French Constitutional Council Validates Internet Censorship | La Quadrature du Net
Submitted on 11 March 2011
Paris, March 10th, 2011 — The French Constitutional Council has released its decision1 regarding the LOPPSI bill. Judges held that article 4 of the bill, which allows the executive branch to censor the Net under the pretext of fighting child pornography, is not contrary to the Constitution. In doing so, the constitutional court has failed to protect fundamental freedoms on the Internet, and in particular freedom of expression. Hopes lie now in European institutions, which are the only ones with the power to prohibit or at least supervise administrative website blocking and its inherent risks of abuse.
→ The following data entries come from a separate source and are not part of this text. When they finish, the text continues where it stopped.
PR #3944, opened 2025-09-09
[ci] update daily testcase

zhulinJulia24:
1. add 5080 testcase
2. update test environment preparation steps
3. remove deprecated models
4. refactor mllm testcase's assertion logic

### DIFF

The LOPSSI law compiled many repressive measures on vastly unrelated subjects. The Constitutional Council found itself caught by this strategy. While it did strike down some of the most shocking provisions, it left untouched those that seemed less harmful or were proposed in the name of noble goals, in spite of having a highly detrimental impact on civil liberties, such as the ones related to the Internet.
LOPPSI’s article 4 gives the executive branch the power to suppress the flow of information on the Internet. In a highly hypocritical move, the government claims to be fighting child pornography, a goal for which filtering is both ineffective and vastly overkill, especially given the risk of collateral censorship of perfectly legal websites2. There is a high risk of seeing such a scheme used for other goals.
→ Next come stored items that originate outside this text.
PR #3948, opened 2025-09-09
build(pypi): add cuda 12.8 support for wheels

windreamer:


windreamer:
@lvhan028 I think maybe we can merge the linux part first and try to make windows part work later.

.github/workflows/cuda12.8-whl-release.yml
```diff
@@ -0,0 +1,84 @@
...
+        uses: actions/checkout@v3
+      - name: Download artifacts
+        uses: actions/download-artifact@v4
+        with:
+          path: artifact
+          merge-multiple: true
+      - name: Add cuda version to package name
+        run: |
+          ver=$(cat lmdeploy/version.py | grep '__version__ =' | cut -d\' -f2)
+          cuver=$ver+cu118
```
lvhan028: cu128

windreamer: fixed

src/turbomind/kernels/gemm/scaled_gmma_fp8_sm90.h
```diff
@@ -14,45 +14,44 @@ namespace turbomind::gemm {
...
+                        std::conditional_t<
+                            N % 128 == 0,
+                            cute::SM90::GMMA::MMA_64x128x32_F32E4M3E4M3_SS_TN<>,
+                            std::conditional_t<N % 96 == 0,
+                                               cute::SM90::GMMA::MMA_64x96x32_F32E4M3E4M3_SS_TN<>,
+                                               std::conditional_t<N % 64 == 0,
+                                                                  cute::SM90::GMMA::MMA_64x64x32_F32E4M3E4M3_SS_TN<>,
+                                                                  void>>>>>>>;
+        static_assert(!std::is_same_v<type, void>, "unsupported configuration");
+    };
```
windreamer: @lzhangzz can you help to review on this?

lzhangzz: We can't relay on workrounds like this in terms of scalability and expressiveness as there will be more and more static dispatching code in the future.

A temp workround for the case is to not compile the related kernels at all on MSVC since it's very unlikely to have a `sm_90a` device on Windows.

https://github.com/InternLM/lmdeploy/blob/5080cf2ef626730b89a92edd774305ba70781404/src/turbomind/kernels/gemm/kernel/sm90_q64n32.cu#L7



May be it's time for us to switch to toolset v143 (which is default in VS 2022) that has much better standard conformance compared with v142 we are currently using.

windreamer: I have tried v143 and it also failed to compile. I think MSVC just can not rebuild the right type after `decltype` which get type infomation. Anything we can do to not to use `decltype`?

lzhangzz: Try to wrap the type with `type_c` instead returning it's object directly
https://github.com/InternLM/lmdeploy/blob/5080cf2ef626730b89a92edd774305ba70781404/src/turbomind/kernels/core/meta.h#L7-L13  Then retrieve it with `typename decltype(...)::type`. It still uses `decltype` but things are slightly different.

‘This decision about article 4 is a great disappointment. It is obvious that Internet censorship will not help solve the child pornography problem in any way, as experiments in other countries have shown 3. After HADOPI’s Internet access suspension measures, calls to ban WikiLeaks hosting and recent talks against Net Neutrality, France is siding ever more with the group of countries hostile to a free Internet by adopting administrative filtering of the Internet.’, says Jérémie Zimmermann, co-founder and spokesperson for La Quadrature du Net.
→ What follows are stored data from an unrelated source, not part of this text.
PR #3965, opened 2025-09-12
Guided decoding with xgrammar for TurboMind

windreamer:
## Motivation  
LMDeploy’s TurboMind backend is the fastest inference stack in the ecosystem, yet it still lacks Guided Decoding – a feature that is already available in the PyTorch backend and heavily requested by the community.  
This PR closes the gap by bringing **token-level, C++ native** Guided Decoding to TurboMind while keeping the API 100 % compatible with the existing PyTorch backend.  
The implementation is built on **xGrammar** (Apache-2.0), a high-performance C++ library that compiles JSON / Choice / Regex grammars into token FSMs and applies them with negligible overhead.

## Modification  
1. **Build-system**  
   - Add `xgrammar` as a header-only dependency via CMake `FetchContent` (CUDA & Python bindings disabled).  
   - Export `xgrammar::tokenizer_info` and `xgrammar::grammar_compiler` symbols under `lmdeploy::xgrammar`.

2. **Core C++ changes**  
   - `DynamicDecodeLayer` pipeline extended with two new layers:  
     - `GuidedDecodeMaskLayer`: in `setup()` compiles / reuses grammar → builds per-request token bitmask; in `forward()` launches a light CUDA kernel to mask disallowed logits to `-INF`.  
     - `GuidedDecodeUpdateLayer`: in `forward()` calls `matcher->AcceptToken(output_id)` to advance the FSM.  
   - Grammar compiler cache (LRU, keyed by schema hash) shared across all sessions to avoid re-compilation.

3. **Python frontend**  
   - Re-use existing `guided_decoding` utilities from PyTorch backend; no new API surface.  
   - `turbo.TurboMindEngine` now accepts the same `response_format=` / `guided_json=` / `guided_choice=` arguments.

## Checklist  
- [x] Pre-commit hooks (clang-format, flake8, mypy) passed.  
- [x] Document updated

### DIFF
--- a/docs/en/advance/structed_output.md
+++ b/docs/en/advance/structed_output.md
@@ -1,6 +1,8 @@
 # Structured output
 
-Currently, only the Pytorch backend has this capability. Therefore, whether you are using the pipeline or the api_server, please specify the use of the Pytorch backend.
+Structured output, also known as guided decoding, forces the model to generate text that exactly matches a user-supplied JSON schema, grammar, or regex.
+Both the PyTorch and Turbomind backends now support structured (schema-constrained) generation.
+Below are examples for the pipeline API and the API server.
 
 ## pipeline
 
--- a/docs/zh_cn/advance/structed_output.md
+++ b/docs/zh_cn/advance/structed_output.md
@@ -1,6 +1,8 @@
 # 结构化输出
 
-目前只有 Pytorch 后端具有该能力。所以无论是使用 pipline 还是使用 api_server，请指定使用 pytorch 后端。
+结构化输出（也称为引导解码）会强制模型生成与用户提供的 JSON 模式、语法或正则表达式完全匹配的文本。
+当前，PyTorch 与 Turbomind 两个后端均已支持这种（受模式约束的）结构化生成。
+以下分别为 pipeline API 和 API 服务的使用示例。
 
 ## pipeline
 


shell-nlp:
good job!

.github/workflows/unit-test.yml
```diff
@@ -59,11 +59,12 @@ jobs:
           python3 -m pip install torch==2.4.0 torchvision==0.19.0 --index-url https://download.pytorch.org/whl/cu118
       - name: Install lmdeploy
         run: |
-          python3 -m pip install pynvml packaging protobuf transformers_stream_generator matplotlib
+          python3 -m pip install pynvml packaging protobuf transformers_stream_generator matplotlib timm
           # manually install flash attn
           python3 -m pip install /root/packages/cu118/flash_attn-*.whl
           python3 -m pip install -r requirements_cuda.txt -r requirements/test.txt
           python3 -m pip install -e .
+          python3 -m pip install -U 'numpy<2.0'
```
lvhan028, line 67: Any special reason for limiting the numpy's version?

.github/workflows/unit-test.yml
```diff
@@ -59,11 +59,12 @@ jobs:
           python3 -m pip install torch==2.4.0 torchvision==0.19.0 --index-url https://download.pytorch.org/whl/cu118
       - name: Install lmdeploy
         run: |
-          python3 -m pip install pynvml packaging protobuf transformers_stream_generator matplotlib
+          python3 -m pip install pynvml packaging protobuf transformers_stream_generator matplotlib timm
```
lvhan028: why `timm` is required?

lvhan028:
What's the size of whl file if this PR is applied?

.github/workflows/unit-test.yml
windreamer: from [here](https://github.com/InternLM/lmdeploy/pull/3965/files#diff-f99930b14bdd14ada9bd25047314f83435760ed7980ad628578ce71013f0ed06R11) , I use **OpenGVLab/InternVL3_5-1B** as one of the testing model, so I just add `timm` to make it running.

lmdeploy/turbomind/tokenizer_info.py
```diff
@@ -0,0 +1,343 @@
+# Copyright (c) OpenMMLab. All rights reserved.
+# Borrowed from xgrammar's TokenizerInfo
+"""This module provides the tokenizer info class to handle the tokenizer
```
lvhan028, line 3: Can we install xgrammar instread of porting its `tokenizer_info`?

.github/workflows/unit-test.yml
windreamer: Currently, we use an very old `outlines` version (<0.1.0) to support guided decoding in the PyTorch backend. And this one can not successfully run in `numpy` 2.0. This is also required in our `runtime_cuda.txt` requirement file. I believe we can upgrade to the latest `numpy` when we get rid of `outlines` for  PyTorch backend.

requirements/runtime_cuda.txt
```diff
@@ -5,7 +5,7 @@ fire
 mmengine-lite
 numpy<2.0.0
 openai
-outlines
+outlines<0.1.0
```
lvhan028, line 10: How about letting pytorch engine use `xgrammar` instread of `outlines`?
It's uncessary to keep both guided decoding backends

windreamer: definitely! but I think this can be in another PR.

lmdeploy/turbomind/tokenizer_info.py
windreamer: I do not think so. If we do not integrate `xgrammar`, we will need to re-organize `turbomind`'s sampling systems. I believe the latter one is much more intrusive.

src/turbomind/layers/DynamicDecodeLayer.cc
```diff
@@ -35,7 +37,9 @@ DynamicDecodeLayer::DynamicDecodeLayer(DataType              dtype,
     TM_CHECK(dtype == kFloat32);
     BaseDynamicDecodeLayer::BaseParam param{max_batch_size, vocab_size, vocab_size_padded, stream, device_prop};
     layers_.emplace_back(new LogitsProcessorLayer<float>{param});
+    layers_.emplace_back(new GuidedDecodeMaskLayer<float>{param});
     layers_.emplace_back(new SamplingLayer<float>{param});
+    layers_.emplace_back(new GuidedDecodeUpdateLayer<float>{param});
     layers_.emplace_back(new StopCriteriaLayer<float>{param});
```
lvhan028, line 43: The sampling-related classes are declared as templates, but the template parameter `T` does not appear to be utilized in any of the following:
- Member variable
- Member function
- Base class
how about remove the templates? @lzhangzz @irexyc  any comments?

src/turbomind/kernels/apply_token_bitmask_inplace_cuda.cu
```diff
@@ -0,0 +1,253 @@
...
+                                                      logits.stride(0),
+                                                      bitmask.stride(0),
+                                                      num_rows);
+            break;
+        }
+#endif
+        default:
+            TM_CHECK(false) << "logits dtype must be float, float16 or bfloat16.";
+            break;
+    }
```
lvhan028: May consider using `TM_DISPATCH_PRIMARY_DTYPES` for a more robust and maintainable dispatcher implementation.
Here is a reference: https://github.com/InternLM/lmdeploy/blob/d18ab5694cdf8b9ddac4bdee7bcf1b8794fc3114/src/turbomind/kernels/activation.cu#L100

lvhan028:
cc @zhulinJulia24 may consider CI for guided decoding functions.
Here is the guide https://lmdeploy.readthedocs.io/en/latest/advance/structed_output.html

windreamer:
> What's the size of whl file if this PR is applied?
```python
 ls -alh lmdeploy-0.10.0-cp310-cp310-linux_x86_64.whl
-rw-rw-r-- 1 tianzhongbo tianzhongbo 92M Sep 25 09:07 lmdeploy-0.10.0-cp310-cp310-linux_x86_64.whl
```

It seems we will increase the package size from 79M to 92M, which is 17%

src/turbomind/kernels/apply_token_bitmask_inplace_cuda.cu
windreamer: As we just use float logits, I have streamlined the code to just launch float kernel.

src/turbomind/layers/DynamicDecodeLayer.cc
```diff
@@ -35,7 +37,9 @@ DynamicDecodeLayer::DynamicDecodeLayer(DataType              dtype,
     TM_CHECK(dtype == kFloat32);
     BaseDynamicDecodeLayer::BaseParam param{max_batch_size, vocab_size, vocab_size_padded, stream, device_prop};
     layers_.emplace_back(new LogitsProcessorLayer<float>{param});
+    layers_.emplace_back(new GuidedDecodeMaskLayer<float>{param});
     layers_.emplace_back(new SamplingLayer<float>{param});
+    layers_.emplace_back(new GuidedDecodeUpdateLayer<float>{param});
```
lzhangzz, line 42: Updating the FSM state in xgrammer is pure CPU workload and it's more like a request level thing (instead of batch level). 

A better place for it is `LlamaBatch::Finish` where the last token is already transfered to host and no additional D2H copy / sychronization is introduced.

src/turbomind/layers/sampling_layers/GuidedDecodeMaskLayer.cc
```diff
@@ -0,0 +1,76 @@
...
+    for (size_t i = 0; i < bsz; ++i) {
+        const auto& matcher = matchers_[i];
+        if (matcher) {
+            matcher->FillNextTokenBitmask(&bitmask_dltensor, i);
+            need_apply = true;
+        }
+    }
+
+    if (need_apply) {
+        Copy(bitmask, bitmask_device);
```
lzhangzz: This part consists of CPU & PCI-e workload. Move it to `setup` so it can be executed in parallel with model forward.

windreamer: Can you elaborate it a bit more? Did you mean I can pre-allocate buffers in `Setup` and do the bitmap device copy and apply in `Forward`

lzhangzz: Pre-allocate buffers, fill masks and copy the masks to device in `setup`; apply the masks in `forward`

src/turbomind/layers/DynamicDecodeLayer.cc
windreamer: Thanks for the insightful suggestion. As we discussed earlier, we are planning the optimization as a future work.

src/turbomind/layers/sampling_layers/GuidedDecodeMaskLayer.cc
windreamer: I have moved the pre-allocation of tensors to `Setup` as the first stage implementation, and the rest is planned as future work.

windreamer:
```
2025-09-26 09:28:55,874 - lmdeploy - ERROR - model_agent.py:804 - Task <ModelAgentLoop> failed
  File "/__w/lmdeploy/lmdeploy/lmdeploy/pytorch/engine/model_agent.py", line 799, in _on_finish_callback
    task.result()
  File "/__w/lmdeploy/lmdeploy/lmdeploy/pytorch/engine/model_agent.py", line 771, in _async_loop_background
    await self._async_step_background(**forward_inputs, )
  File "/__w/lmdeploy/lmdeploy/lmdeploy/pytorch/engine/model_agent.py", line 707, in _async_step_background
    next_token_ids, logprobs = await self.async_sampling_logits(last_logits, sampling_inputs, inputs)
  File "/__w/lmdeploy/lmdeploy/lmdeploy/pytorch/engine/model_agent.py", line 542, in async_sampling_logits
    logits, raw_logprobs = await logits_processor(origin_logits)
  File "/__w/lmdeploy/lmdeploy/lmdeploy/pytorch/engine/logits_process.py", line 237, in __call__
    scores = _guided_sampling(sampling_inputs.response_formats, scores, guided_input_ids, self.tokenizer)
  File "/__w/lmdeploy/lmdeploy/lmdeploy/pytorch/engine/logits_process.py", line 105, in _guided_sampling
    from .guided_process import _get_guided_logits_processor
  File "/__w/lmdeploy/lmdeploy/lmdeploy/pytorch/engine/guided_process.py", line 23, in <module>
    from outlines.fsm.guide import CFGGuide, Generate, RegexGuide, Write
  File "/opt/py3/lib/python3.10/site-packages/outlines/__init__.py", line 5, in <module>
    import outlines.types
  File "/opt/py3/lib/python3.10/site-packages/outlines/types/__init__.py", line 1, in <module>
    from . import airports, countries
  File "/opt/py3/lib/python3.10/site-packages/outlines/types/airports.py", line 4, in <module>
    from pyairports.airports import AIRPORT_LIST
ModuleNotFoundError: No module named 'pyairports'
```

@zhulinJulia24 can you help me to identify this issue?

And I temporarily disable the pytorch engine test that will be re-enabled when we make the substitution of `outlines` of `xgrammar`

windreamer:
Also done replace outdated `outlines` with `xgrammar` in PyTorch Engine. And this enabled us to:
- No longer need to restrict `numpy<2`
- No buggy `pyairports` packages as dependencies

requirements/runtime_ascend.txt
```diff
@@ -24,3 +23,4 @@ torch-npu>=2.3.1,<2.8.0
 torchvision>=0.18.1,<0.23.0
 transformers
 uvicorn
+xgrammar
```
lvhan028: Does  `xgrammar` support npu?

windreamer: No，but currently XGrammar in PyTorch engine uses cpu kernels instead of gpu ones. And it seems also works in arm64 (untested)

lmdeploy/serve/openai/api_server.py
```diff
@@ -1325,8 +1323,8 @@ def serve(model_path: str,
         VariableInterface.proxy_url = proxy_url
         VariableInterface.api_server_url = f'{http_or_https}://{server_name}:{server_port}'  # noqa
     for i in range(3):
-        print(f'HINT:    Please open \033[93m\033[1m{http_or_https}://'
-              f'{server_name}:{server_port}\033[0m in a browser for detailed api'
+        print(f'HINT:    Please open \033[93m\033[1m{http_or_https}://'  # noqa: E231
```
lvhan028: Could you clarify the reason for adding "# noqa: E231" to these lines? Was it to suppress pre-commit warnings, or is there another justification?

windreamer: Fix pre-commit errors. As in my local development environment, there is a weird error complaining no space after ":"

lvhan028: What's the Python version in your local environment? We've noticed that tools like flake8, yapf, etc., behave differently across Python versions.

windreamer: OK, maybe this is the root cause. My python version is 3.13 for pre-commit. I will try to fix it in my local environment.

grimoire:
I don't know much about guided decoding. But I think there are bugs in the pytorch implementation (from the main branch)

The matcher is maintained in instances of `RegexLogitsProcessor` or `JSONLogitsProcessor`. And `_get_guided_logits_processor` will only cache 32 instances. Different request with same guide would get the same processor and old processor would be removed if more than 32 guide request comes in.

windreamer:
> I don't know much about guided decoding. But I think there are bugs in the pytorch implementation (from the main branch)
> 
> The matcher is maintained in instances of `RegexLogitsProcessor` or `JSONLogitsProcessor`. And `_get_guided_logits_processor` will only cache 32 instances. Different request with same guide would get the same processor and old processor would be removed if more than 32 guide request comes in.

You are right! It is a bit tough...

lvhan028:
Could we split this PR into two separate ones? One for the TurboMind engine and another for the PyTorch engine.

windreamer:
> Could we split this PR into two separate ones? One for the TurboMind engine and another for the PyTorch engine.

Done

windreamer:
> > I don't know much about guided decoding. But I think there are bugs in the pytorch implementation (from the main branch)
> > The matcher is maintained in instances of `RegexLogitsProcessor` or `JSONLogitsProcessor`. And `_get_guided_logits_processor` will only cache 32 instances. Different request with same guide would get the same processor and old processor would be removed if more than 32 guide request comes in.
> 
> You are right! It is a bit tough...

Should tenatively solved in #4028

lvhan028:
May update the "structed_output.md"

windreamer:
> May update the "structed_output.md"

Done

‘It is unfortunate that the Constitutional Council did not build on its own HADOPI jurisprudence by giving the judiciary branch exclusive authority to control restrictions to online free speech. The solution may lie in European institutions: the EU Parliament is currently trying to supervise blocking measures adopted at the national level, which could impede their implementation in France4. Moreover, administrative Net filtering seems contrary to the European Convention on Human Rights5, and one can expect an appeal before European judges.’, concludes Félix Tréguer, policy and legal analyst for the advocacy group.